Gravitas Investments

As part of its community development initiatives and commemoration of this year’s World Environment Day (WED), Gravitas Investments, on Monday, went on environmental sensitisation at Ajiran community in Eti-Osa area of Lagos State with a view to educating them on creating an environment that is safe and liveable.

Gravitas Investments is a real estate investment and development company, in collaboration with Lagos State government, is developing Gracefield Island. The island is an ambitious mixed-use city development sitting on about 100 hectares of land reclaimed from the Lagos Lagoon.
The company, which is a strong stickler to safe, liveable and sustainable environment, is highly concerned about the welfare and development of the community in which it operates. It had, in the past, done some enlightenment in the area of education for some communities, believing that education plays a big role in the environmental health of a people.

“As part of our community development initiatives, we have done other things in our communities, but this year, because of rising concerns about the environment, we decided to do this sensitisation which we planned as part of the World Environment Day,” Jumoke Owoyeye, the company’s business development officer, explained to BusinessDay in an interview on the sideline of the Tuesday event.

Ozoemezina Nwafor, urban planner at Gravitas, explained to the Ajiran community the need to have a decent environment free from waste and the resultant air pollution, which he said was hazardous.
Nwafor noted that the biggest changes and effects human beings could experience from air pollution were not only real damage to the environment, but also bad changes in the quality of life and severe issues to their health.
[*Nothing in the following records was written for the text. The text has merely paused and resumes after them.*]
PR #2398, opened 2023-09-04
Look for a bundled Noto CJK font

### LINKED ISSUE #823: Automatically select unicode font from system if available
It would be a better experience for our international users if their system default font could be picked up and used as the unicode_font if it's available and a supported type. (e.g. true type). This way their preferred language option would be visible without navigating through the font selection screens.

### LINKED ISSUE #1219: Create Corsix's own unicode font
#### Let's create a font

Any font artists around here maybe? 

I'm trying to use Polish in Corsix, and I managed to use it with some ```.ttf``` fonts, but none of them look good to be honest. Maybe we could try, as community, to create our own unicode font, looking very similar to TH original font (kinda like openTTD did with graphics/sounds)?  Or maybe there is some free font that we could use right now? Arial doesn't work so well.

That would probably fix other issues: https://github.com/CorsixTH/CorsixTH/issues/1213 for example.

I know it's very general idea, but I'm new to this community, and I didn't see anyone mentioning creating own font before.

### LINKED ISSUE #1901: Bundle international fonts and allow users to select all translations available

tobylane:
- Look for a bundled Noto CJK font, or a packager chosen bundled font path or a system font path. The official Noto project doesn't release a suitable single file, but there are some third party builds that do. [satbyy](https://github.com/satbyy/go-noto-universal/releases/tag/v7.0) has [GoNotoKurrent-Bold.ttf](https://github.com/satbyy/go-noto-universal/releases/download/v7.0/GoNotoKurrent-Bold.ttf), I chose this because the licence on this project is clearer.
Other font options include [KlokanTechNotoSansCJK-Regular.otf from klokantech](https://github.com/klokantech/klokantech-gl-fonts) or [GoNotoKurrent-Regular.ttf from satbyy](https://github.com/satbyy/go-noto-universal).
- The new priority is user setting > bundled font > system font. Linux users from before this change will have an old user setting by default that is probably worse than Noto for CJK.

Korean preview
Screen 2023-09-04 at 20 56 39

Fixes #1901 fixes #823 fixes #1219

### DIFF
--- a/CorsixTH/Lua/graphics.lua
+++ b/CorsixTH/Lua/graphics.lua
@@ -117,38 +117,50 @@ function Graphics:Graphics(app)
 end
 
 --! Tries to load the font file given in the config file as unicode_font.
---! If it is not found it tries to find one in the operating system.
+--! If it is not found it tries to use the font file from the compile setting WITH_FONT,
+--!  or look for one in the CorsixTH folder, the grandparent of this file.
 function Graphics:loadFontFile()
   local lfs = require("lfs")
-  local function check(path) return path and lfs.attributes(path, "mode") == "file" end
-  -- Load the Unicode font, if there is one specified.
-  local config_path = self.app.config.unicode_font
-  -- Try a font that commonly comes with the operating system.
-  local os_path, font_file
-  local windir = os.getenv("WINDIR")
-  if windir and windir ~= "" then
-    os_path = windir .. pathsep .. "Fonts" .. pathsep .. "ARIALUNI.TTF"
-  elseif self.app.os == "macos" then
-    os_path = "/Library/Fonts/Arial Unicode.ttf"
-  else
-    os_path = "/usr/share/fonts/truetype/arphic/uming.ttc"
+  local function check(path) return lfs.attributes(path, "mode") == "file" end
+  local config_path, compile_path = self.app.config.unicode_font, TH.GetCompileOptions().font
+
+  local function getFontPath()
+    local config_err, compile_err = "", ""
+    if config_path then
+      if check(config_path) then return config_path
+      else config_err = "Configured font set but not found. Check path " .. config_path
+      end
+    end
+    if compile_path then
+      if check(compile_path) then return compile_path
+      else compile_err = " Compiled font path set but not found. Check path " .. compile_path
+      end
+    end
+    local path = self.app:getFullPath({})
+    for file in lfs.dir(path) do
+      for _, ext in pairs({"%.ttc$", "%.ttf$", "%.otc$", "%.otf$"}) do
+        if file:match(ext) then
+          return path .. file
+        end
+      end
+    end
+    return nil, config_err .. compile_err
   end
-  if check(config_path) then font_file = config_path
-  elseif check(os_path) then
-    font_file = os_path
-    print("Configured unicode font not found, using " .. font_file .. " instead.")
-    print("This will be written to the config file.")
-  elseif config_path ~= nil then
-    print("Configured unicode font not found, no fallback available.")
+  local font_file, err = getFontPath()
+  if not font_file then
+    print("Unicode font not found, no fallback available.", err)
     return
   end
-  local font = font_file and io.open(font_file, "rb")
+
+  local font = io.open(font_file, "rb")
   if font then
     self.ttf_font_data = font:read("*a")
     font:close()
-    if self.ttf_font_data and self.app.config.unicode_font ~= font_file then
+    if self.ttf_font_data and config_path ~= font_file then
       self.app.config.unicode_font = font_file
       self.app:saveConfig()
+      print("Configured unicode font not found, using " .. font_file .. " instead.")
+      print("This will be written to the config file.")
     end
   end
 end
--- a/CMakeLists.txt
+++ b/CMakeLists.txt
@@ -5,6 +5,7 @@
 # CorsixTH Features and behaviour
 #   - WITH_AUDIO      : Activate sound (yes)
 #   - WITH_FREETYPE2  : Active support for non-Latin script alphabets (yes)
+#   - WITH_FONT       : Path of a font that will be used if the user does not set one (empty, Arial on macOS)
 #   - WITH_MOVIES     : Activate movies (requires with_audio, FFmpeg) (yes)
 #   - WITH_UPDATE_CHECK : Activates support to check for new version on launch (requires libcurl) (yes)
 #   - USE_SOURCE_DATADIRS : Use the source directory for loading resources. Incompatible with the install target (no)
@@ -90,6 +91,15 @@ endif()
 option(SEARCH_LOCAL_DATADIRS
   "Search resources in the working directory and the program directory where the executable stores."
   ${SEARCH_LOCAL_DATADIRS_DEFAULT})
+
+if(WITH_FREETYPE2)
+  if(APPLE)
+    set(WITH_FONT_DEFAULT "/Library/Fonts/Arial Unicode.ttf")
+  else()
+    set(WITH_FONT_DEFAULT "")
+  endif()
+  set(WITH_FONT ${WITH_FONT_DEFAULT} CACHE FILEPATH "Use this font if one is not set in the game settings")
+endif()
 
 # Dependency management
 if(UNIX AND CMAKE_COMPILER_IS_GNU)
--- a/CorsixTH/CMakeLists.txt
+++ b/CorsixTH/CMakeLists.txt
@@ -67,6 +67,11 @@ else()
   set(CORSIX_TH_ARCH ${CMAKE_SYSTEM_PROCESSOR})
 endif()
 
+# Set default value of font file in compile_opts.font
+if(WITH_FONT)
+  set(CORSIX_TH_FONT ${WITH_FONT})
+endif()
+
 # Ensure config.h is picked up by cmake - moving this into subdir cmake files will
 # prevent it applying to the CorsixTH project
 set(CorsixTH_generated_src_dir ${CMAKE_BINARY_DIR}/CorsixTH/Src/)
--- a/CorsixTH/Lua/api_version.lua
+++ b/CorsixTH/Lua/api_version.lua
@@ -32,4 +32,4 @@ Note: This file compiles as both Lua and C++. */
 
 #endif /*]] --*/
 
-return 2690;
+return 2691;
--- a/CorsixTH/Src/config.h.in
+++ b/CorsixTH/Src/config.h.in
@@ -105,4 +105,7 @@ using std::uint64_t;
 /** Report system architecture **/
 #cmakedefine CORSIX_TH_ARCH "@CORSIX_TH_ARCH@"
 
+/** Set default value of font file **/
+#cmakedefine CORSIX_TH_FONT "@CORSIX_TH_FONT@"
+
 #endif  // CORSIX_TH_CONFIG_H_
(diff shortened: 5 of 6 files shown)


lewri (commented):
For the time being, I don't think we should remove the ability to set font manually. Instead, just let it sit as the default variable.

Also these changes probably break the font dialog.

TheCycoONE:
Prefer not to bundle in the repo without first debating/setting up git lfs. It's sufficient to make it a packaging requirement.

tobylane:
Users's setting > bundled font > OS font. This means if the user has opened CorsixTH on Linux before, the incomplete OS font will be preferred. Line 138 could only choose the setting if it isn't the path two lines above?

I tried to have it pick up the youngest ttf file in the folder, but FileTreeNode isn't available.

lewri (commented):
It's worth noting here, ARIALUNI.TTF was a Microsoft Office font (not Windows) and hasn't been included since Office 2016. This would explain why gfx:loadFontFile() never wrote a unicode font to the config.txt since that time.
https://learn.microsoft.com/en-us/typography/font-list/arial-unicode-ms

lewri:
> Users's setting > bundled font > OS font. This means if the user has opened CorsixTH on Linux before, the incomplete OS font will be preferred. Line 138 could only choose the setting if it isn't the path two lines above?
> 
> I tried to have it pick up the youngest ttf file in the folder, but FileTreeNode isn't available.

Why not make it an explicit setting?

tobylane:
I think Arial and Noto are the only pan-CJK fonts. [Google font search](https://fonts.google.com/?preview.text=%EB%B3%91%EC%9B%90%EC%9D%B4%20%EB%AC%B8%EC%9D%84%20%EC%97%B4%EC%97%88%EC%8A%B5%EB%8B%88%EB%8B%A4&preview.text_type=custom&sort=popularity&subset=korean&noto.script=Kore) for the first Korean string in the language file, where after the Noto fonts they are Korean or Korean+European only, not including Chinese and Japanese.

Could we have the non-free Arial package recommended or required by linux packages? Ask the packagers to set the other-os line to the location of the font that their distribution installs Arial to? eg https://packages.debian.org/buster/ttf-mscorefonts-installer

> Why not make it an explicit setting?

Ideally it isn't a user decision at all, depending on how close we can get to an answer for everyone. Strictly free-only (avoiding debian non-free) users who don't like Noto may be left out.

lewri:
We can't rely on Arial Unicode any more in Windows. In Mac, it's still okay (it is in the Font Library). I'd support cyco's suggestion to make it a packaging requirement. Worst case is that if a suitable unicode font is missing unicode languages are just hidden until a font is selected.

Alberth289346:
It should be possible to extract all code points from all strings in a language, and verify that they exist in the font.

When to do that, and what to do if indeed code points are missing are next choices.

tobylane:
Rebased, and put the two new variables at the top of the file for packagers to edit.

lewri:
I think part of the idea is to also change our make files to require the font too as an optional dependency. At the least, we'd need to add more directions to the make instructions say we want to use x specific noto bundle.

>  Remove references/settings about picking a font file. Do we want this option left in?
Did you put this back in now? If we want to encourage Noto you may need to add something perhaps to the config file and/or Wiki we're using Noto as the default, but if your language doesn't show properly for you you can specify another?
Do you know what specific languages we currently support that aren't covered by this bundle?

tobylane:
> Did you put this back in now?

I did, and have updated the title and post.

> If we want to encourage Noto you may need to add something perhaps to the config file and/or Wiki we're using Noto as the default, but if your language doesn't show properly for you you can specify another?

I can draft a wiki page. The config file, and perhaps the folder settings tooltip, could say something like leave empty for a font chosen for you? Should the folder settings run `Graphics:loadFontFile()` when the font setting is cleared to find what it can?

> Do you know what specific languages we currently support that aren't covered by this bundle?

So far as I've seen, all are supported by Noto CJK.

lewri (approved):
Once merged I would suggest adding to the 'How to Compile' wiki page. We can add (yet another :) ) packaging note on release too.

I appreciate this PR is now only a 'look for', but it definitely is going to need its supporting docs where appropriate.

TheCycoONE:
I feel like we should favour a system noto if that's what we're packaging, over the system arial if available.

This is starting to feel similar to the hospital lookup function.

lewri:
> I feel like we should favour a system noto if that's what we're packaging, over the system arial if available.
> 
> This is starting to feel similar to the hospital lookup function.

Arial unicode is heavily deprecated/removed in Windows. Though that isn't (currently) what this PR is about now.

tobylane:
[Debian](https://packages.debian.org/bookworm/fonts-noto-cjk) follows the official project in not combining the font files. We could have the language file give the suffix (JP, KR, SC, TC from the debian page) for the right file for each non-European language select, but I don't like the sound of that.

tobylane:
Strings are loaded after and depend on Graphics. Strings can load the font file suffix and make the switch later, but that means setting the font twice.

[NotoSansCJK-VF.otf.ttc](https://github.com/notofonts/noto-cjk/tree/main/Sans#variable-otcs) (33mb) is another good option, but [not packaged](https://packages.debian.org/search?searchon=contents&keywords=NotoSansCJK-VF.otf.ttc).

lewri:
@tobylane are #1901 and #823 resolved or partially resolved at all by this PR? If so, could you edit the summary so they point respectively?

tobylane:
Updated, also #1219.

CorsixTH/Lua/graphics.lua
```diff
@@ -18,8 +18,12 @@ LIABILITY, WHETHER IN AN ACTION OF CONTRACT, TORT OR OTHERWISE, ARISING FROM,
 OUT OF OR IN CONNECTION WITH THE SOFTWARE OR THE USE OR OTHER DEALINGS IN THE
 SOFTWARE. --]]
 
-local TH = require("TH")
+-- The location of a bundled font relative to this file
+local bundled_path = TheApp:getFullPath({"GoNotoKurrent-Bold.ttf"})
+-- The location of a globally installed font
+local installed_path = "/usr/share/fonts/truetype/arphic/uming.ttc"
```
lewri, line 24: Is this global? The path given is likely only *nix global. It seems little odd why you isolated this path though from the other OS paths.

tobylane: It's for *nix packagers to change, I can make that more clear here or in the wiki. It's likely that *nix packagers will put a font at a global path and Windows packagers will put a font at a local path.

CorsixTH/Lua/graphics.lua
```diff
@@ -18,8 +18,12 @@ LIABILITY, WHETHER IN AN ACTION OF CONTRACT, TORT OR OTHERWISE, ARISING FROM,
 OUT OF OR IN CONNECTION WITH THE SOFTWARE OR THE USE OR OTHER DEALINGS IN THE
 SOFTWARE. --]]
 
-local TH = require("TH")
+-- The location of a bundled font relative to this file
+local bundled_path = TheApp:getFullPath({"GoNotoKurrent-Bold.ttf"})
```
lewri, line 22: #2565  -- Regular may be better looking at screenshot comparison

TheCycoONE:
Why are we setting default fonts in two different places, one spot to Arial, and the other to Noto/uming.

tobylane:
The order of preference is user setting > bundled > globally installed. The bundled font, if it exists, should be Noto. The globally installed font is Arial on Windows, which is only supplied by Office; Arial on macOS is always installed; uming or other packager choice on anything else. Is there a better way to find the packagers choice?

[Microsoft Yahei](https://learn.microsoft.com/en-us/typography/font-list/microsoft-yahei) is the CJK font in Windows 11, but it doesn't have the Korean for Korean.

CorsixTH/Lua/graphics.lua
TheCycoONE: This is hard coded, how did you expect packagers to change it?

tobylane: In a distro specific patch. Debian does it for their game data path, https://salsa.debian.org/games-team/corsix-th/-/tree/debian/master/debian/patches?ref_type=heads

If the Regular weight is chosen, this path should be /usr/share/fonts/opentype/noto/NotoSansCJK-Regular.ttc for Debian and Ubuntu, leaving the different distros like Arch to change it to their path, /usr/share/fonts/noto-cjk/NotoSerifCJK-Regular.ttc.

tobylane: The distro patch could just edit the default config, and have the packager set path as the initial value. In that case, there's no need for an installed_path variable.

CorsixTH/Lua/graphics.lua
```diff
@@ -131,22 +135,23 @@ function Graphics:loadFontFile()
   elseif self.app.os == "macos" then
     os_path = "/Library/Fonts/Arial Unicode.ttf"
```
TheCycoONE, line 136: No, why would we make it not work on macos? - actually why are we still overriding font in graphics.lua at all?

CorsixTH/Lua/graphics.lua
TheCycoONE: I don't want distros to have to patch our code. A cmake variable would be appropriate.

TheCycoONE (changes requested):

tobylane:
The cmake WITH_FONT option shouldn't be an option, as those are boolean, so it's now a variable. The lua side has been reworked, no change in functionality. Rebased and ready.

To reduce these, he advised the people not to burn household waste, explaining that, “by burning plastic, you release horrible toxic chemicals into the environment some of which will be sucked up by our own nose. Recycle your trash instead.”
The company went to the sensitisation with LasGidisRecyclers – a neighbourhood waste-recycling firm that specialises in PEP plastic and sachet water collection and recycles it into other useful products.
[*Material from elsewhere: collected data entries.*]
PR #2400, opened 2023-09-08
[RFC] Fix array indexing out of bounds in parcel adjacency calculation

alanwoolley:
The adjacency matrix calculation, which is responsible for working out which plots are should be available for purchasing, looks to be off by an index due to the way the pointer is incremented prior to performing the test. This results in undefined behaviour when testing the edge of the map tiles. It's probably never been noticed because there's many tiles per parcel.

I've rewritten this to use some of the existing methods to get map tiles rather than pointer magic, which might be a tad slower but as this code is infrequently run, I think the trade-off for readability is worth it.

I've tested this change with all the original campaign levels, and they seem to be purchasable in the order I'd expect.

### DIFF
--- a/CorsixTH/Src/th_map.cpp
+++ b/CorsixTH/Src/th_map.cpp
@@ -722,14 +722,16 @@ std::vector<std::pair<int, int>> level_map::set_parcel_owner(int iParcelId,
 namespace {
 
 void test_adj(bool* parcel_adjacency_matrix, int parcel_count,
-              const map_tile* original_node, int xy, ptrdiff_t delta) {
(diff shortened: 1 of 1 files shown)


lewri:
Appveyor was successful, their server was just having a bad day

alanwoolley:
Thanks @lewri. That's right, you should only be able to purchase plots that are not blocked by a plot you have not yet purchased, if that makes sense.

Alberth289346:
Took a while to understand how it was wrong, but yeah, line old 753 looks incorrect.

Even if the old code was not wrong, merging this patch is a good idea, since the new code is much simpler to understand.

TheCycoONE:
Sorry for the delay. I missed this one! Thanks.

PR #2427, opened 2023-09-30
RFC: Move sprite functions into virtual methods.

Alberth289346:
The `drawable` struct has
``` cpp
void (*draw_fn)(drawable* pSelf, render_target* pCanvas, int iDestX,  int iDestY);
bool (*hit_test_fn)(drawable* pSelf, int iDestX, int iDestY, int iTestX,  int iTestY);
bool (*is_multiple_frame_animation_fn)(drawable* pSelf);
```
which seemed like virtual methods to me so I hacked the code somewhat to see if it could fly.

For the very limited testing I have done it seems to work. A new game doesn't seem to have problems, a very old save crashes on load but iit does in `master` too, so probably too old.

As for the code change, I did a minimum change. More can be done (at the very least reformatting).

What do you think of such a change?

### DIFF
--- a/CorsixTH/Lua/api_version.lua
+++ b/CorsixTH/Lua/api_version.lua
@@ -32,4 +32,4 @@ Note: This file compiles as both Lua and C++. */
 
 #endif /*]] --*/
 
-return 2684;
+return 2685;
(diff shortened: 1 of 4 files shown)


lewri:
Corruption reported, even from 0.67
image

Game crashes soon after this and closes.

Alberth289346:
I can probably figure out where this goes wrong, but it's small fish. It also needs the big fish of the linked-list elimination and I currently fail to understand where that should go.
As such, it's unlikely to get merged any time soon.

Closing.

“We are building a new waste collection model; we have identified some streets in Lekki, VI and Ikoyi from where we collect PEP plastic bottles. We recycle these collected wastes in Awoyaya in Ibeju Lekki. We hope to crush them and recycle them into T-shirts, fibres and ropes,” Idu Okwuosa, LasgidisRecyclers’ managing partner, told BusinessDay in an interview.
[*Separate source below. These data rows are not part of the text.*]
PR #1361, opened 2018-03-03
[WIP] Implementing AI Hospitals

mugmuggy:
I mentioned this branch in #967 but thought I would include it here for some more visibility, whilst I fine tune some more aspects. Happy to receive any comments but I do intend to update and tweak until I'm satisfied and make it RFC.

PR #2433, opened 2023-10-03
Implementing AI player's core functionality [WIP]

ageekhere:
The goal is to create AI opponents that players can play with similar to how theme hospital multiplayer works. The player should be able to switch views to see the AI's hospital and view their game play.

In this pull request I am starting to Implement how the AI will be able to interact with the game and a AI reference which will allow players to be able to code new AI opponents. 

ai.lua will be where the core AI functionality will be which will allow an AI to interact with the game. 

To use an example getHappiness() will be an AI function that when called will return the current Happiness of their hospital and return that value to a new AI script. All AI functionality will be in the ai.lua file and explained in the AI reference after which users can create their own AI opponents from. 

Keep in mind that more functions will be added in ai.lua as AI development goes on

I plan to also create an ai once the functionality has been added.

A few other things will also need to be done
1. Create a Single player "skirmish" mode where the player can select a map, a win condition, ai opponents (could be different ai files that users have created) etc.
2. Create maps for the Single player games (atm i think 1 map would be good a good start)
3. Be able to switch to view the AI's hospital to see them build (this is also needed for the ai scripter to see if the ai is doing what they want them to do).
4. Have only one pool of patients that each player has to compete with, things like drug price and reputation will affect how likely the patient will decide to pick your hospital over the others.
5. Sabotage other players

While this is a start a lot of things still need to be discussed ( https://github.com/CorsixTH/CorsixTH/discussions/2431 ) and worked out. I will need some help with the ai.lua as i am not sure on the correct way to get the data from the game.

### DIFF
--- a/CorsixTH/AI/AIreference.txt
+++ b/CorsixTH/AI/AIreference.txt
@@ -1,0 +1,102 @@
+//AI reference
+
+int getRoomCost(int pRoomID) //Get the room cost
+bool getRoomAvailability(int pRoomID) //Check to see if a room is Available
+
+//Creates a new room from pRoomID with the length(pLength) and width(pWidth) at location (pRoomLocation)
+//Setting door location at pDoorLoc
+//Setting windows at positions from pWindowArray
+//Setting items (pItemArray) at the position at pItemLocationArray with their rotation from pItemRotationArray
+int buildRoom(int pRoomID, int pLength, int pWidth, int pRoomLocation, int pDoorLoc, int pWindowArray, int pItemArray, int pItemLocationArray, int pItemRotationArray)
+
+bool deleteRoom(int pRoomID) //Delete a room
+int getRoomQue(int pRoomID) //Get the size of queue  for the room
+bool setRoomQue(int pRoomID) //set the room queue  size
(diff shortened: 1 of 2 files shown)


lewri:
Do we know the overlaps currently on this with #1361 ? I'm not sure if that PR may be a nice starting point to expect the AI behaviour.

tobylane:
There is no code here to review. As the PR lewri links to shows, the AI part of this is small. You could read that PR carefully and share with us what you think is the next step.

Have you used Lua or written computer opponents before?

Alberth289346:
I don't think one PR will do the trick, what you're proposing here is a lot of work, the amount of code that it touches looks way too big to manage as a single change, imho.

A much better tactic here is to repeatedly grab some (very) small part of it, implement that, for as far as makes sense at this time, and make new PRs for reviewing the changes (PRs are very much code-change oriented, you normally discuss technical points about the concrete  changes in the code rather than higher level notions of future changes.

Perhaps keep the discussion for higher level discussions and PRs for making small steps in the code?

lewri:
Closing for now until there is a clearer code path in #2431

Nwafor told the community that proper waste disposal was critical because, according to him, certain types of wastes could be hazardous and could contaminate the environment if not handled properly.
He added that improper waste disposal might severely endanger health and immediate environment, which was why Gravitas provided plastic waste bins running into hundreds that were distributed to the natives who participated in the sensitisation programme.

The community complained that the Lagos State Waste Management Authority (LAWMA) did not come to their area frequently to collect waste, adding that even when they did, bad roads did not allow them to go near individual houses.
They therefore requested that very big waste bins should be provided for them where household wastes could be dropped for easy collection by the waste management authority. Owoyeye assured that they would take their complaints to government and follow them up to ensure that they were addressed.